- INFORMATION:
PR #720, opened 2023-02-23
Allow singleton types to insert into multi* typmod

pramsey:
columns by promoting the input geometry.


robe2:
@pramsey  Looks good to me.

robe2 (approved):

robe2:
This was committed 1d9d3f1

- WHAT THIS TASK INVOLVES: From the first line to the last, write out the data exactly.

- ANSWER TO THIS EXERCISE:
PR #720, opened 2023-02-23
Allow singleton types to insert into multi* typmod

pramsey:
columns by promoting the input geometry.


robe2:
@pramsey  Looks good to me.

robe2 (approved):

robe2:
This was committed 1d9d3f1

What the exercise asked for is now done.